BEGIN Source material
PR #2669, opened 2018-07-30
Adjust comment in DoSnAnGiantTest

ssiccha:
Size for permutation groups is not an immediate method anymore.
The function is still correct though.

### DIFF
--- a/lib/gpprmsya.gi
+++ b/lib/gpprmsya.gi
@@ -563,7 +563,7 @@ local dom, n, mine, root, d, k, b, m, l,lh;
   fi;
   # so the group is primitive
 
-  if n>10 then # otherwise the size is immediate
+  if n>10 then
     # test whether its socle could be A_l^m, acting on k-tuples in product
     # action. 
     mine:=Minimum(List(Collected(Factors(n)),i->i[2]));


lib/gpprmsya.gi
```diff
@@ -563,7 +563,7 @@ local dom, n, mine, root, d, k, b, m, l,lh;
   fi;
   # so the group is primitive
 
-  if n>10 then # otherwise the size is immediate
+  if n>10 then
```
fingolfin: I don't think this refers to immediate methods. Rather, the point is that for degree <= 10, a direct computation is so fast that it is essentially "immediate", and there is no point in using more clever code (in fact, the more clever code may be slower).

I don't think that the size of a non-cyclic permutation group was ever computed via an immediate methods (and I don't see how it could have been done either).

ssiccha: Ah, I assumed this meant that the size got computed (in GAP 4.8.8):
```
gap> G := Group((1,2,3), (1,2,3,4,5,6,7));
#I  immediate: Size
#I  immediate: IsCyclic
#I  immediate: IsCommutative
#I  immediate: IsTrivial
Group([ (1,2,3), (1,2,3,4,5,6,7) ])
```
But `HasSize` returns false.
END Source material
• Task directions: Count the lines in the listing above that include the word "permutation". Reply with the number only.

• Task answer: 2